In 34·8% (eight of 23) and 40% (six of 15) MC and non-MC patients, respectively, clonal expansions of T cells in the peripheral blood reflected the intrahepatic population closely. Spectratype profiles between LIL and PBL appeared virtually identical, suggesting that T cell populations can circulate freely from one compartment to the other.

In a single instance, T cell clonalities were demonstrated in the peripheral blood, but not in the hepatic compartment. This possibly reflects an inability of the liver to entrap expanded T cells, or it could be the result of sampling error, in that T cell clonotypes occur in selected areas of liver sections, as demonstrated previously for expanded B cell clones 26.

T cell clonalities reflect down-regulation of the immune response in chronic HCV infection. It has been suggested that accumulated T cell clonal expansions represent a late differentiation stage of antigen-specific effector cells 39. However, viral clearance following IFN-α administration also suggests that this cytokine changes the quality of the cellular immune response 40.

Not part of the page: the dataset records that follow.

PR #16536, opened 2019-10-02
bpo-38347: find Python scripts whose name contain a '-'

rpluem:
Allow Python scripts to contain a '-' in their filename when working
recursively.

https://bugs.python.org/issue38347


the-knights-who-say-ni:

## CLA Missing

@rpluem

vstinner (commented):
Would you mind to add a test to Lib/test/test_tools/test_pathfix.py?

rpluem:
> Would you mind to add a test to Lib/test/test_tools/test_pathfix.py?

This requires a bigger amount of work since the ability of pathfix.py to recursively search a directory is not tested at all currently. But the issue only happens in this case. If you specify an explicit filename on command line with '-' in the name things work fine.

vstinner:
> This requires a bigger amount of work since the ability of pathfix.py to recursively search a directory is not tested at all currently. But the issue only happens in this case.

It sounds like a nice enhancement to write a test for this code path.

By the way, I don't see the point of using a regex to match the filename. Why not only checking for the ".py" suffix?

rpluem:
> > This requires a bigger amount of work since the ability of pathfix.py to recursively search a directory is not tested at all currently. But the issue only happens in this case.
> 
> It sounds like a nice enhancement to write a test for this code path.
> 
> By the way, I don't see the point of using a regex to match the filename. Why not only checking for the ".py" suffix?

I tried to keep the changes to a minimum. Of course it can be changed to allow all filenames that just have the .py sujffix. I can adjust this. Whatever is your preference there :-)

vstinner:
The regex is quite old:

```
commit 9af22a037fc961b51651324bdd17a43567a688fd
Author: Guido van Rossum <guido@python.org>
Date:   Fri Aug 19 15:02:57 1994 +0000

    newslist.py: Added search for .newslistrc.py;
    pindent.py: use /usr/local/bin/python;
    pathfix.py: new script to fix #! lines in a group of scripts.

(...)

+ispythonprog = regex.compile('^[a-zA-Z0-9_]+\.py$')
+def ispython(name):
+       return ispythonprog.match(name) >= 0
+

(...)
```

I don't see any rationale for rejecting filenames which don't match '^[a-zA-Z0-9_]+\.py$', I suggest to only check for the suffix.

vstinner:
By the way, please add a NEWS entry using the Python tool "blurb" ("python3 -m pip install --user blurb" then run "blurb").

rpluem:
> By the way, please add a NEWS entry using the Python tool "blurb" ("python3 -m pip install --user blurb" then run "blurb").

I already did: https://github.com/python/cpython/pull/16536/commits/7aa6c0997f40f110bccc180c01b3960737d53aef
Looks like the check status is outdated.

rpluem:
> > This requires a bigger amount of work since the ability of pathfix.py to recursively search a directory is not tested at all currently. But the issue only happens in this case.
> 
> It sounds like a nice enhancement to write a test for this code path.
> 

Test case created (05f15f8). I hope the code is not too weird.

rpluem:
> I don't see any rationale for rejecting filenames which don't match '^[a-zA-Z0-9_]+.py$', I suggest to only check for the suffix.

Done in 0c1e65c

Lib/test/test_tools/test_pathfix.py
```diff
@@ -14,16 +14,24 @@ class TestPathfixFunctional(unittest.TestCase):
     script = os.path.join(scriptsdir, 'pathfix.py')
 
     def setUp(self):
-        self.temp_file = support.TESTFN
-        self.addCleanup(support.unlink, support.TESTFN)
+        self.temp_directory = support.TESTFN + '.d'
+        self.addCleanup(support.rmtree, self.temp_directory)
+        os.mkdir(self.temp_directory)
```
vstinner: Please move this code into test_recursive(). Other tests don't need that.

Lib/test/test_tools/test_pathfix.py
```diff
@@ -14,16 +14,24 @@ class TestPathfixFunctional(unittest.TestCase):
...
+        self.temp_file = self.temp_directory + os.sep + \
+                         os.path.basename(support.TESTFN) + '-t.py'
+        self.addCleanup(support.unlink, self.temp_file)
+
+    def pathfix(self, shebang, pathfix_flags, exitcode=0, stdout='', stderr='',
+                target_file=''):
```
vstinner: I suggest to rename target_file to filename.

Lib/test/test_tools/test_pathfix.py
```diff
@@ -44,55 +52,66 @@ def pathfix(self, shebang, pathfix_flags, exitcode=0, stdout='', stderr=''):
...
+        expected_stderr = f'recursedown(\'{temp_directory_basename}\')\n'
+        for method_name in dir(self):
+            method = getattr(self, method_name)
+            if method_name.startswith('test_') and \
+               method_name != 'test_recursive' and \
+               method_name != 'test_pathfix_adding_errors' and \
+               callable(method):
+                method(target_file=self.temp_directory, stderr=expected_stderr)
+
+    def test_pathfix(self, **kwargs):
```
vstinner: I don't understand the purpose of the new **kwargs argument.

Misc/NEWS.d/next/Tests/2019-10-02-12-27-58.bpo-38347.zdkCBX.rst
```diff
@@ -0,0 +1 @@
+Add a test case for the recursive search including filenames with a '-'.
```
vstinner: Please remove this NEWS entry. The other one is enough.

Misc/NEWS.d/next/Tools/Demos/2019-10-02-09-48-42.bpo-38347.2Tq5D1.rst
```diff
@@ -0,0 +1 @@
+Allow Python scripts to contain a '-' in their filename when working recursively.
```
vstinner: You should mention pathfix somewhere. And this NEWS entry is outdated: it's no longer about "-", but any character.

vstinner (changes requested):

Lib/test/test_tools/test_pathfix.py
rpluem: Fixed in 07f7158

Misc/NEWS.d/next/Tests/2019-10-02-12-27-58.bpo-38347.zdkCBX.rst
rpluem: Done in 14f5aa0d351fddae1e798b5838f498c648bbcbda

Misc/NEWS.d/next/Tools/Demos/2019-10-02-09-48-42.bpo-38347.2Tq5D1.rst
rpluem: Done in a68ad4207100b365d00ffbb745592408d1d55a98 and 05c39a5dd793c45fb6c2f2cff62b947a9576b352

vstinner (changes requested):
I see that you updated your PR, but setUp() still creates a temporary directory (I asked to move that into the test_recursive() method), there is still "**kwargs", and now test_recursive() inspects self to call other functions... I don't understand what you are trying to do.

My expectation is that test_recursive() creates a temporary directory which contains one ".py" file which has a shebang, you can pathfix on the directory, and then you check that the .py file shebang is updated.

Please don't try to magically make other test methods work on a temporary directory. I prefer simple tests.

Misc/NEWS.d/next/Tests/2019-10-02-12-27-58.bpo-38347.zdkCBX.rst
rpluem: Just as a comment: This causes one of the automatic checks to fail again, but I guess this is not a real blocker.

rpluem:
> 
> 
> I see that you updated your PR, but setUp() still creates a temporary directory (I asked to move that into the test_recursive() method), there is still "**kwargs", and now test_recursive() inspects self to call other functions... I don't understand what you are trying to do.
> 
> My expectation is that test_recursive() creates a temporary directory which contains one ".py" file which has a shebang, you can pathfix on the directory, and then you check that the .py file shebang is updated.
> 
> Please don't try to magically make other test methods work on a temporary directory. I prefer simple tests.

The idea was to repeat the same tests we do on simple files for the recursive case as well. Although I don't see it right now it could happen that the other tests as well behave differently when applied to the single path scenario and the recurse scenario. This would catch cases where things work fine for single file scenarios but not for recursive scenarios. 
But I agree and understand that the test approach you propose would just test the specific issue I addressed (script filename not matching regular expression).
Just let me know if this explains my rationale and which way I should move forward.

vstinner:
> The idea was to repeat the same tests we do on simple files for the recursive case as well.

Please don't do that. Keep the tests as simple. Adding a single isolated test enough to check for your bugfix.

rpluem:
After reverting the previous changes to `test_pathfix.py` I hope that 92384a5 now addresses your concerns.

Lib/test/test_tools/test_pathfix.py
```diff
@@ -17,13 +17,17 @@ def setUp(self):
         self.temp_file = support.TESTFN
         self.addCleanup(support.unlink, support.TESTFN)
 
-    def pathfix(self, shebang, pathfix_flags, exitcode=0, stdout='', stderr=''):
+    def pathfix(self, shebang, pathfix_flags, exitcode=0, stdout='', stderr='',
+                filename=''):
+        if filename == '':
+            filename = self.temp_file
+
         with open(self.temp_file, 'w', encoding='utf8') as f:
```
vstinner: You should use filename here and below.

Lib/test/test_tools/test_pathfix.py
```diff
@@ -44,6 +48,22 @@ def pathfix(self, shebang, pathfix_flags, exitcode=0, stdout='', stderr=''):
...
         return new_shebang
 
+    def test_recursive(self):
+        self.temp_directory = support.TESTFN + '.d'
+        self.addCleanup(support.rmtree, self.temp_directory)
+        os.mkdir(self.temp_directory)
+        self.temp_file = self.temp_directory + os.sep + \
+                         os.path.basename(support.TESTFN) + '-t.py'
+        temp_directory_basename = os.path.basename(self.temp_directory)
+        expected_stderr = f'recursedown(\'{temp_directory_basename}\')\n'
```
vstinner: I suggest:

```
tmpdir = support.TESTFN
self.addCleanup(support.rmtree, tmpdir)
os.mkdir(tmpdir)
expected_stderr = f"recursedown('{os.path.basename(tmpdir)}')\n"
... self.pathfix(..., directory=tmpdir, ...) ...
```

By the way, the self.temp_file attribute is useless. You can simply remove the setUp() method. If you replace pathfix() `filename` parameter with a new `directory` parameter, you can write something like:

```
if directory:
  pathfix_arg = directory
  filename = os.path.join(directory, 'script.py')
else:
  filename = support.TESTFN
  self.addCleanup(support.unlink, filename) 
  pathfix_arg = filename

... subprocess.run([sys.executable, self.script, *pathfix_flags, '-n', pathfix_arg], ...) ...
```

rpluem: Wouldn't adding the self.addCleanup call to pathfix cause the cleanup to be added multiple times (each time we call pathfix)? And if yes, is this really desired?
When are the cleanups run? After each single test or after all tests of this class have been executed?

vstinner: Right. One solution is to use try/finally to manually call support.unlink(filename) if directory is not set.

rpluem: Any reason why you don't like the setUp method and the addCleanup approach and prefer a local try / finally solution?

vstinner: Well, you can keep setUp() as it is if you prefer.

Misc/NEWS.d/next/Tools/Demos/2019-10-02-09-48-42.bpo-38347.2Tq5D1.rst
```diff
@@ -0,0 +1 @@
+pathfix.py: Assume all files that end on '.py' are Python scripts when working recursively.
```
vstinner: I'm not sure how you created this file, but blurb uses the directory "Misc/NEWS.d/next/Tools-Demos/", not "Misc/NEWS.d/next/Tools/Demos/".

Lib/test/test_tools/test_pathfix.py
```diff
@@ -44,6 +51,19 @@ def pathfix(self, shebang, pathfix_flags, exitcode=0, stdout='', stderr=''):
 
         return new_shebang
 
+    def test_recursive(self):
+        tmpdir = support.TESTFN + '.d'
+        self.addCleanup(support.rmtree, tmpdir)
+        os.mkdir(tmpdir)
+        expected_stderr = f'recursedown(\'{os.path.basename(tmpdir)}\')\n'
```
vstinner:
```suggestion
        expected_stderr = f"recursedown('{os.path.basename(tmpdir)}')\n"
```

Lib/test/test_tools/test_pathfix.py
```diff
@@ -14,25 +14,32 @@ class TestPathfixFunctional(unittest.TestCase):
...
     def setUp(self):
-        self.temp_file = support.TESTFN
         self.addCleanup(support.unlink, support.TESTFN)
 
-    def pathfix(self, shebang, pathfix_flags, exitcode=0, stdout='', stderr=''):
-        with open(self.temp_file, 'w', encoding='utf8') as f:
+    def pathfix(self, shebang, pathfix_flags, exitcode=0, stdout='', stderr='',
+                directory=''):
+        if directory:
+            filename = os.path.join(directory, 'script-A_1.py')
```
vstinner, line 24:
```suggestion
            filename = os.path.join(directory, 'script.py')
```

vstinner (changes requested):

Misc/NEWS.d/next/Tools/Demos/2019-10-02-09-48-42.bpo-38347.2Tq5D1.rst
rpluem: Weird. It was created by blurb in d8e988efe85bfef307258d06bbeae72e4a21d1fe. Fixed in a17410299b88bb3063daaed18f67efe70c9f2a2c.

Lib/test/test_tools/test_pathfix.py
rpluem: This is on purpose. With 'script.py' the test would not have detected the issue that this pull request fixes. And I think a test case for a fix should fail without the fix and succeed afterwards. We can discuss though how we add a capital letter, a '_', a number and a '-' more nicely to the name. I am also fine if I should add a comment that explains the weird script name.

vstinner: Yeah, please add a comment like "# bpo-38347: Test filename containing uppercase, "-", "_" and digit". Otherwise, someone may remove it because it looks like a typo.

rpluem: Done in 56eaa9441a3f56420817634d910c2575ff288131.

rpluem:
The Azure failure seems to be cause by the inability do download OpenSSL sources for the Ubuntu tests. Maybe a temporary network issue on Azure / Openssl side. I would like to reexecute the Azure pipeline, but I don't know how.

vstinner:
I closed/reopened the PR to schedule a new Azure Pipelines run.

Lib/test/test_tools/test_pathfix.py
```diff
@@ -14,25 +14,34 @@ class TestPathfixFunctional(unittest.TestCase):
...
     def setUp(self):
-        self.temp_file = support.TESTFN
         self.addCleanup(support.unlink, support.TESTFN)
 
-    def pathfix(self, shebang, pathfix_flags, exitcode=0, stdout='', stderr=''):
-        with open(self.temp_file, 'w', encoding='utf8') as f:
+    def pathfix(self, shebang, pathfix_flags, exitcode=0, stdout='', stderr='',
+                directory=''):
+        if directory:
+            # bpo-38347: Test filename should contain lowercase, upercase,
```
vstinner: type: uppercase
```suggestion
            # bpo-38347: Test filename should contain lowercase, uppercase,
```

vstinner (approved):
LGTM, but please fix the typo. It seems like I'm not allowed to push into your branch.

Interestingly, the higher concentration of liver HCV RNA in patients with intraportal T cell clonal expansions supports the contention that HCV is involved directly in the pathogenesis of initial expansion and maintenance of T cell populations. Our data emphasize previous observations regarding clonally expanded B cell population in HCV-related MC patients 25. Overload of HCV-encoded proteins has been proposed to play a direct role in stimulating and maintaining intrahepatic B cell clones. CDR3 spectratyping determined the T cell repertoire regardless of antigen specificity, although clonal expansions of HCV-specific T cells could, potentially, be hidden by other T cell populations present in the liver 33. The existing data on TCR repertoires in HCV-infected patients do not clarify whether or not repertoire diversity is associated with HCV persistence. Public TCR were identified in response to two immunodominant HCV determinants (HSK and ATD) 41. The TCR repertoire selected against both antigens was comparable in patients with different disease outcome, suggesting that it is unlikely that resolution of HCV infection is controlled exclusively by the antigen-specific T cell repertoire 42. A formal differentiation between virus-specific and non-specific T cell populations must be defined at the site of infection and inflammation to assess the weight of the cellular components of the immune system 43.

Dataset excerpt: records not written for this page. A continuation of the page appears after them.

PR #16544, opened 2019-10-02
[WIP] bpo-38350: pydebug now uses -O0 compiler flag

vstinner:
When using ./configure --with-pydebug, -O0 optimization level is now
used instead of -Og. In practice, -O0 provides a better debugging
experience in gdb than -Og.

https://bugs.python.org/issue38350


vstinner:
I'm not sure that it's a good idea: see https://bugs.python.org/issue38350 discussion.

Antigen-driven selection of T and B cell inflammatory populations has a direct impact on clinical and therapeutic outcomes of MC 21. In these patients, interaction between T and B cells may be of great relevance, in that intrahepatic production of RF molecules results in their reaction with human class I HLA molecules involved as part of the antigen-binding pocket, thus influencing peptide recognition by cell-mediated immune response 44,45.

It has been reported that clonally expanded intrahepatic T cells in HCV-infected patients without MC induce an immune regulatory environmental defect which predisposes to progressive inflammatory liver damage, thus establishing the basis for correlating clonal expansions of T cell populations to liver pathology 46,47. Restriction of the cellular immune response must be considered in the context of a limited host response to a pathogen capable of undergoing long-term spontaneous mutations that contribute heavily to the viral burden 44.

In conclusion, the present findings enhance the understanding of immune response in HCV-related MC patients in whom multi-faceted T cell response is comparable to that found in non-MC patients and is probably attributed to intrahepatic constant viral challenge. Further studies are needed to clarify the functional basis of TCR clonalities underlying the persistence/termination of chronic virus infection.

Disclosure

The authors declare no competing financial interests.